PR #371, opened 2015-10-29
plugins:cockpit - Initial Cockpit support

dLobatog:


manifests/plugin/cockpit.pp
```diff
@@ -0,0 +1,5 @@
+# Installs foreman_bootdisk plugin
```
domcleal: Does it? :)

domcleal:
Could you add a spec too?  Copy one of the basic ones that only tests a single OS, please.

mmoll:
merged, gracias @dLobatog!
++++++++++
Check each line of the records above for the word "cockpit", then give the number of lines that have it, with no other words.

### Solution below
2